** Source material follows **

PR #285, opened 2019-04-04
Fix auto takeoff

mrivi:
Auto takeoff from QGC was not working when the OA was running.
This is because the navigation state is AUTO_TAKEOFF and not MISSION.

### DIFF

** End of Source material **

> **Exercise objective**
Could you retype each record exactly as it appears?

> **Exercise answer**
PR #285, opened 2019-04-04
Fix auto takeoff

mrivi:
Auto takeoff from QGC was not working when the OA was running.
This is because the navigation state is AUTO_TAKEOFF and not MISSION.

### DIFF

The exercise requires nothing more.